_WORK TASK_. Write down exactly the lines of the records below, beginning with the first and ending with the line that includes "PR #12066, opened 2023-11-17".

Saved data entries
----------

PR #12041, opened 2023-11-17
(chores) camel-test-infra-etcd3: updated test image to the latest version

orpiske:
Updated to version 3.5.10

While looking at #12037 I noticed that our container image is outdated. This should bump to the latest version available (tested manually, it should be fine).

# Description

# Target

# Tracking


essobedo (approved):

oscerd (commented):
This is one the good reason of having dependabot running.. We could improve a lot: the downside is we could end up doing only deps upgrade/testing.

orpiske:
> This is one the good reason of having dependabot running.. We could improve a lot: the downside is we could end up doing only deps upgrade/testing.

It's a pity that dependabot can't pick the images on our test infra. It would make our life much easier.

PR #12056, opened 2023-11-17
(chores) camel-test-infra-elasticsearch: update ElasticSearch container to the latest version

orpiske:
Updates the container to 8.11.1


oscerd (approved):
LGTM, but I think SB will update to 8.11.x only with 3.2.x

orpiske:
> LGTM, but I think SB will update to 8.11.x only with 3.2.x

Should we wait on this one, them? We are already at the latest 8.10 ... so, not much harm IMHO.

orpiske:
Marking as draft to avoid merging this by mistake.

oscerd:
SB 3.2.0 is still using 8.10.4, but I think it's fine to move on.

orpiske:
Alright. Let's try and see how it goes ... worst case scenario, we rollback. Thanks @oscerd

PR #12066, opened 2023-11-17
CAMEL-19770: cleanup catches of Throwable in components

orpiske:


orpiske:
Pending further tests results on my CI.

orpiske:
Looking OK. Let's see how it goes on ASF CI.

PR #12067, opened 2023-11-17
CAMEL-20056: make it possible to set multiple headers at once.

klease:
Supported in Java, Yaml and Xml DSL.

# Description

# Target

# Tracking


oscerd (approved):

klease:
Failure in maven test due to org.apache.camel.support.jsse.TrustManagersParametersTest.testPropertyPlaceholders. I think this is due to parallel tests which are writing the same file in the target directory.

davsclaus:
> Failure in maven test due to org.apache.camel.support.jsse.TrustManagersParametersTest.testPropertyPlaceholders. I think this is due to parallel tests which are writing the same file in the target directory.

Yes it seems to be - we need to either isolate these tests or fix them so they have their private files

core/camel-core-model/src/main/java/org/apache/camel/model/SetHeadersDefinition.java
```diff
@@ -0,0 +1,118 @@
...
+import jakarta.xml.bind.annotation.XmlAccessorType;
+import jakarta.xml.bind.annotation.XmlElementRef;
+import jakarta.xml.bind.annotation.XmlRootElement;
+
+import org.apache.camel.Expression;
+import org.apache.camel.builder.ExpressionBuilder;
+import org.apache.camel.spi.Metadata;
+
+/**
+ * A sequence of setHeader operations.
```
davsclaus, line 34: Can we update this to better tell the user what it does, something like:

Allows to set multiple headers at once on the message.

davsclaus (commented):
We need documentation in a file setHeaders-eip.adoc and in the camel-core-engine - copy the existing setHeader and modify this file.

davsclaus:
Much better description thanks - just noticed a little typo in "st the same time"

core/camel-core-model/src/main/java/org/apache/camel/model/SetHeadersDefinition.java
klease: setHeaders-eip.adoc added and description updated.

klease:
> Much better description thanks - just noticed a little typo in "st the same time"

Rats, silly me! That will change all the generated files again :-(.  By the way, I can't figure out how the nav.doc for the eips is generated since building docs does the others but not that one.

davsclaus:
> > Much better description thanks - just noticed a little typo in "st the same time"
> 
> Rats, silly me! That will change all the generated files again :-(. By the way, I can't figure out how the nav.doc for the eips is generated since building docs does the others but not that one.

You can try (if this works)

cd docs
mvn clean install

davsclaus (approved):

davsclaus:
Also it would be good to add a TIP in setHeader doc to link to this new one so users can more easily be aware of this variation

klease:
Thanks for committing Claus. It looks like the generation of the nav.adoc for the EIPs is broken. At least it's not done by running clean install in docs and it appears that that this is due to a not very recent change in gulpfile.js

davsclaus:
Okay maybe @zregvart can help out

zregvart:
@klease can you file a JIRA for the issue you're facing? I can run `./mvnw -pl :docs` successfully on my end.

klease:
@zregvart CAMEL-20135

PR #12089, opened 2023-11-20
CAMEL-20115: Support for Start Date and End Date in camel-quartz

prasanthrao:
# Description

Fix for [CAMEL-20115](https://issues.apache.org/jira/browse/CAMEL-20115) Support for Start Date and End Date in camel-quartz

# Target

# Tracking
- [x] If this is a large change, bug fix, or code improvement, I checked there is a [JIRA issue](https://issues.apache.org/jira/browse/CAMEL-20115) filed for the change (usually before you start working on it).

### DIFF
--- a/components/camel-quartz/src/main/java/org/apache/camel/component/quartz/CamelJob.java
+++ b/components/camel-quartz/src/main/java/org/apache/camel/component/quartz/CamelJob.java
@@ -16,8 +16,8 @@
  */
 package org.apache.camel.component.quartz;
 
-import java.util.Date;
 import java.util.Collection;
+import java.util.Date;
 import java.util.concurrent.RejectedExecutionException;
 import java.util.concurrent.atomic.AtomicReference;
 
@@ -59,7 +59,7 @@ public class CamelJob implements Job, InterruptableJob {
                         context.getTrigger().getStartTime(), context.getTrigger().getEndTime(), context);
                 return;
             }
-            
+
             if (LOG.isDebugEnabled()) {
                 LOG.debug("Running CamelJob jobExecutionContext={}", context);
             }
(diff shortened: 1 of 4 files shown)


oscerd (commented):
It looks good, but I think it should go on main, since it is a new feature.

components/camel-quartz/src/main/java/org/apache/camel/component/quartz/CamelJob.java
```diff
@@ -94,6 +101,18 @@ public void execute(JobExecutionContext context) throws JobExecutionException {
         }
     }
 
+    private boolean hasTriggerExpired(JobExecutionContext context) {
+        Date fireTime = context.getFireTime();
+        if (context.getTrigger().getStartTime() != null && fireTime.before(context.getTrigger().getStartTime())) {
+            // Trigger invalid as Fire Time is before Start Time
+            return true;
+        } else if (context.getTrigger().getEndTime() != null && fireTime.after(context.getTrigger().getEndTime())) {
```
davsclaus, line 109: I think this should not be an else if, as you can have set BOTH start and end time, and then you need to check for both of them.

davsclaus (changes requested):

components/camel-quartz/src/main/java/org/apache/camel/component/quartz/CamelJob.java
prasanthrao: Indeed I missed the case, and corrected it in the new commit.

oscerd:
Shouldn't this need to go on main first?

prasanthrao:
> Shouldn't this need to go on main first?

Should I also create a PR for the main branch?

davsclaus:
3.1.4 is EOL and we should only do this change in newer releases

PR #12098, opened 2023-11-20
CAMEL-20115: Support for Start Date and End Date in camel-quartz

prasanthrao:
# Description

Cherry-pick of https://github.com/apache/camel/pull/12089

# Target

# Tracking
- [ x] If this is a large change, bug fix, or code improvement, I checked there is a [JIRA issue](https://issues.apache.org/jira/browse/CAMEL-20115) filed for the change (usually before you start working on it).

- [x ] I have run `mvn clean install -DskipTests` locally and I have committed all auto-generated changes

### DIFF
--- a/components/camel-quartz/src/main/docs/quartz-component.adoc
+++ b/components/camel-quartz/src/main/docs/quartz-component.adoc
@@ -166,18 +166,18 @@ The timeZone value is the values accepted by `java.util.TimeZone`.
 
 == Specifying start date
 
-The Quartz Scheduler allows you to configure start date per trigger. You can provide the start date as TimeInMillis as follows:
+The Quartz Scheduler allows you to configure start date per trigger. You can provide the start date in the date format yyyy-MM-dd'T'HH:mm:ssz.
 
 ----
-quartz://groupName/timerName?cron=0+0/5+12-18+?+*+MON-FRI&trigger.startAt=1700452232554
+quartz://groupName/timerName?cron=0+0/5+12-18+?+*+MON-FRI&trigger.startAt=2023-11-22T14:32:36UTC
 ----
 
 == Specifying end date
 
-The Quartz Scheduler allows you to configure end date per trigger. You can provide the end date as TimeInMillis as follows:
+The Quartz Scheduler allows you to configure end date per trigger. You can provide the end date in the date format yyyy-MM-dd'T'HH:mm:ssz.
 
 ----
-quartz://groupName/timerName?cron=0+0/5+12-18+?+*+MON-FRI&trigger.endAt=1700452232554
+quartz://groupName/timerName?cron=0+0/5+12-18+?+*+MON-FRI&trigger.endAt=2023-11-22T14:32:36UTC
 ----
 
 == Configuring misfire instructions
--- a/components/camel-quartz/src/main/docs/quartz-component.adoc
+++ b/components/camel-quartz/src/main/docs/quartz-component.adoc
@@ -166,7 +166,8 @@ The timeZone value is the values accepted by `java.util.TimeZone`.
 
 == Specifying start date
 
-The Quartz Scheduler allows you to configure start date per trigger. You can provide the start date in the date format yyyy-MM-dd'T'HH:mm:ssz.
+The Quartz Scheduler allows you to configure start date per trigger. You can provide the start date 
+in the date format yyyy-MM-dd'T'HH:mm:ssz.
 
 ----
 quartz://groupName/timerName?cron=0+0/5+12-18+?+*+MON-FRI&trigger.startAt=2023-11-22T14:32:36UTC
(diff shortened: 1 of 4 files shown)


oscerd (approved):

davsclaus:
org.apache.camel.component.quartz.QuartzManuallyTriggerJobTest.testQuartzCronRoute | 10.54s | FAILURE
-- | -- | --
org.apache.camel.component.quartz.QuartzAddRoutesAfterCamelContextStartedTest.testAddRoutes | 10.96s | FAILURE
org.apache.camel.component.quartz.QuartzAddDynamicRouteTest.testAddDynamicRoute | 11.35s | FAILURE

davsclaus:
Do you have test errors locally ?

prasanthrao:
I might have found the issue. In [QuartzEndpoint](https://github.com/apache/camel/blob/99da2b85fbd897c5c52cff86eb285aedbdfb9b5e/components/camel-quartz/src/main/java/org/apache/camel/component/quartz/QuartzEndpoint.java#L479) during createTrigger, the startAt is configured always to be few duration later than the current time. The scheduler misfires before the start time, and the misfire is skipped in CamelJob due to the new changes.

components/camel-quartz/src/main/docs/quartz-component.adoc
```diff
@@ -164,6 +164,22 @@ quartz://groupName/timerName?cron=0+0/5+12-18+?+*+MON-FRI&trigger.timeZone=Europ
...
+----
+
+== Specifying end date
+
+The Quartz Scheduler allows you to configure end date per trigger. You can provide the end date as TimeInMillis as follows:
+
+----
+quartz://groupName/timerName?cron=0+0/5+12-18+?+*+MON-FRI&trigger.endAt=1700452232554
+----
+
```
orpiske, line 182: It's probably important do add note here stating that, when using a system clock such as `System.currentTimeMillis()`, users may be susceptible to problems caused by time drifts (such as when the system clock gets automatically adjusted after an inquiry to an NTP server) and unpredictable behavior during daylight saving time changes. 

Ideally, we should provide a duration that can be computed from a monotonic clock in complement to this.

davsclaus: Yes its also cumbersome to set a time as time millis - Its better its using date/timezone like you can do in simple language - also we should only do this in newer versions 4.3.0 and 3.22.0

prasanthrao: Is there any existing example for setting the time as date/timezone? I was inclined to use ISO-8601 but was thinking of something like "2001-07-04T12:08:56CET" for better readability, especially for DST based times.
I am presently using 3.14 due to some hard dependencies on Java 8. Hence I would urge you to also consider 3.14 as a candidate for shipping this feature.

orpiske: > Is there any existing example for setting the time as date/timezone? I was inclined to use ISO-8601 but was thinking of something like "2001-07-04T12:08:56CET" for better readability, especially for DST based times. I am presently using 3.14 due to some hard dependencies on Java 8. Hence I would urge you to also consider 3.14 as a candidate for shipping this feature.

I'd probably make this configurable.

prasanthrao: Can you share an example of the date format? I will look into it and submit the change

prasanthrao: I have replaced currentTimeMillis with date format "yyyy-MM-dd'T'HH:mm:ssz". Let me know if there is a better way to handle this case. Since cron does not support milliseconds I was inclined to the stated format.

prasanthrao: @orpiske @davsclaus can you please share your inputs/erviews?

components/camel-quartz/src/test/java/org/apache/camel/component/quartz/QuartzCronRouteWithStartDateEndDateTest.java
```diff
@@ -0,0 +1,65 @@
...
+            	Calendar calendar = Calendar.getInstance();
+            	calendar.setTimeZone(TimeZone.getTimeZone("UTC"));
+                calendar.add(Calendar.SECOND, 3);
+                Date startDate = calendar.getTime();
+                calendar.add(Calendar.SECOND, 2);
+                Date endDate = calendar.getTime();
+                
+                // triggers every 1th second at precise 00,01,02,03..59 with startAt and endAt exactly 2 second apart.
+                // configuration will create a maximum of three messages
+                from("quartz://myGroup/myTimerName?cron=0/1 * * * * ?&trigger.startAt=" + dateFormat.format(startDate)
```
orpiske, line 60: I hope I am not nitpicking too much but, maybe use `fromF` for more legibility. These concatenations makes it harder to read.

components/camel-quartz/src/main/docs/quartz-component.adoc
orpiske: Thanks. I am fine with the approach. I would still like to see a note about time possible time drifts and inconsistent behavior during daylight changes (because it's caused by the nature of using time specifications instead of duration).

prasanthrao: Thanks. I have updated the adoc with a brief note.

components/camel-quartz/src/test/java/org/apache/camel/component/quartz/QuartzCronRouteWithStartDateEndDateTest.java
prasanthrao: Thanks. Changed to `fromF`

orpiske (approved):
Thanks for your contribution, LGTM.

davsclaus (approved):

----------

_WRITTEN SOLUTION_.
PR #12041, opened 2023-11-17
(chores) camel-test-infra-etcd3: updated test image to the latest version

orpiske:
Updated to version 3.5.10

While looking at #12037 I noticed that our container image is outdated. This should bump to the latest version available (tested manually, it should be fine).

# Description

# Target

# Tracking


essobedo (approved):

oscerd (commented):
This is one the good reason of having dependabot running.. We could improve a lot: the downside is we could end up doing only deps upgrade/testing.

orpiske:
> This is one the good reason of having dependabot running.. We could improve a lot: the downside is we could end up doing only deps upgrade/testing.

It's a pity that dependabot can't pick the images on our test infra. It would make our life much easier.

PR #12056, opened 2023-11-17
(chores) camel-test-infra-elasticsearch: update ElasticSearch container to the latest version

orpiske:
Updates the container to 8.11.1


oscerd (approved):
LGTM, but I think SB will update to 8.11.x only with 3.2.x

orpiske:
> LGTM, but I think SB will update to 8.11.x only with 3.2.x

Should we wait on this one, them? We are already at the latest 8.10 ... so, not much harm IMHO.

orpiske:
Marking as draft to avoid merging this by mistake.

oscerd:
SB 3.2.0 is still using 8.10.4, but I think it's fine to move on.

orpiske:
Alright. Let's try and see how it goes ... worst case scenario, we rollback. Thanks @oscerd

PR #12066, opened 2023-11-17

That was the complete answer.